İbrahim Çolak, 27 yaşında, beş yaşından beri jimnastik yapıyor. “Çocukluğumdan beri ‘jimnastiği sadece kızlar yapmıyor mu?’ sorusuyla çok karşılaştım ama jimnastik bence bir erkeğe en çok yakışan spor” diyor. Yılda dört kez düzenlenen dünya kupasının üçüne katıldı ve hepsinden madalyayla döndü. Onu daha yakından tanımak istedik.
Oya Çınar / oya.cinar@posta.com.tr
2019’da dünya şampiyonu olmuştunuz zaten. Bu yıl da hem altın hem gümüş madalya kazandınız. En son Azerbeycan’da yapılan dünya kupasında ikinci oldunuz. Tebrikler… Nasıl hissediyorsunuz?
Dünya kupası bizde dört kez oluyor, ben üç tanesine katıldım bu yıl. Birinde altın, diğer ikisinde gümüş madalya kazandım. İyi hissediyorum şu an. İyi başladım, özellikle sakatlık konusunda geçen yıla göre daha iyiyim. O yüzden performansımı yükseltebiliyorum.
İnsan bir yerden sonra başarıyı kanıksıyor mu yoksa her seferinde aynı heyecanı yaşıyor musunuz?
Şöyle bir fark var; başlarda heyecanı kontrol etmeyi bilmiyordum, o heyecan bana zarar verebiliyordu. Şimdi aynı şekilde heyecanlanıyorum ama o heyecan şu an beni daha dinç tutuyor. Daha itici güç oluyor.
DEVLET, DİĞER KURUMLAR VE MARKALAR SADECE BAŞARANI DEĞİL, ÇABALAYANI DA DESTEKLEMELİ
Türkiye’de futbol dışında diğer spor dallarının yeterince ilgi gördüğünü düşünüyor musunuz? Devletin ya da başka kurumların jimnastiğe desteği nasıl?

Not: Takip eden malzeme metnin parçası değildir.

PR #258, opened 2017-03-21
Don't use ClassLoader component deprecated in Symfony 3.3

teohhanhui:
No need for conditionals because we require PHP >= 7.0


dunglas:
Thanks @teohhanhui

PR #281, opened 2017-04-11
Improve PHP container

luispabon:
Hey there, I'm the author of PHPDocker.io. I've been using API Platform for a number of projects and always been bothered by the PHP container using the official image. The official image isn't great, lacks a great many php extensions, and building everything from scratch bloats build times substantially. The tradeoff is a bigger image file at the end. The alpine image comes with its own problems around name resolution, especially when running within Kubernetes.

This PR refactors the  PHP container to use PHPDocker.io's and substantially reduce docker bootstrap times as no more extension compilation is required. PHP image is also half as big as a result. Cleanup everything else around it that doesn't need to be done anymore.


teohhanhui:
I think we should stick to the official image. If it's not good enough, it can be improved.

soyuka:
@dunglas it's your call but I agree with @teohhanhui on this. We can maintain our own image and if there's an issue with it we can fix it (instead of relying on a third-party docker image).

luispabon:
I went down the route of providing my own images on phpdocker.io for certain components (php and redis mostly) due to ocassional breakages happening upstream. I would recommend doing the same, and would be happy to help setting this up if you guys would be up for it. You'd need a repo and an account on docker hub.

teohhanhui:
I'd recommend against maintaining our own image. There's a reason why there are official Docker images.

soyuka:
Bad choice of word from me, I meant maintaining our own docker configuration in this repository in enough.

teohhanhui:
Oh yeah, actually we're building our own images. Just not pre-built and pushed to a repository. :laughing:

dunglas:
Those changes look interesting, but as pointed out by @teohhanhui and @soyuka, why not proposing those changes to the upstream official Docker image?

Simperfit:
We should stick with the official image as a source, but we should be using a pre-build image based on the current docker configuration.

teohhanhui:
Closing this as we are not going to move away from the official PHP image.

teohhanhui:
@Simperfit Sure, we could set up automated build and push for our Docker image. That should make it much faster to start a new project.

Tabii ki futbolla kıyaslanamaz ama eğer sporcu, kendi branşında başarı elde ediyorsa, madalya alıyorsa tabii ki maddi ve manevi olarak destek geliyor. Ama diğer yandan sakatlıklar, ameliyat gibi durumlarda sporcu ara vermek durumunda kalıyor ve o süreçte destek alamıyor. Sadece başarıyı elde edenin değil de başarı için çabalayanın da daha çok destek görmesi en büyük arzumuz. Zaten şu an genel müdürlüğümüz bu konuda çalışmalar yapıyor.
Markaların genel tutumu nasıl? Sizin de Bioxcin markasıyla bir iş birliğiniz var.
Burada da aynı şey söz konusu. Ben 22 yıldır jimnastik yapıyorum ama 19 yıl sonrasında, yani madalya almaya başladıktan sonra ilk sponsorluk teklifimi aldım mesela. Şimdi de Bioxcin ile çalışıyorum ve aile olarak genel tutumlarını, yapıcı yaklaşımlarını çok seviyorum. Destekleri için onlara çok teşekkür ediyorum. Ama tüm markalar için aynı şeyi söylemek isterim. Sadece başaranı değil, o yolda çabalayanı da bulmak ve desteklemek bence çok önemli.
ÇOK ÖNYARGIYLA KARŞILAŞTIM AMA JİMNASTİK BENCE BİR ERKEĞE EN ÇOK YAKIŞAN SPOR
Bazı spor dallarında belli cinsiyetler daha önce çıkıyor, yavaş yavaş kırılsa da futbol her zaman erkek sporu gibi görülüyor mesela. Jimnastikte de tam tersi bir durum var sanki… Siz böyle önyargılarla karşılaştınız mı?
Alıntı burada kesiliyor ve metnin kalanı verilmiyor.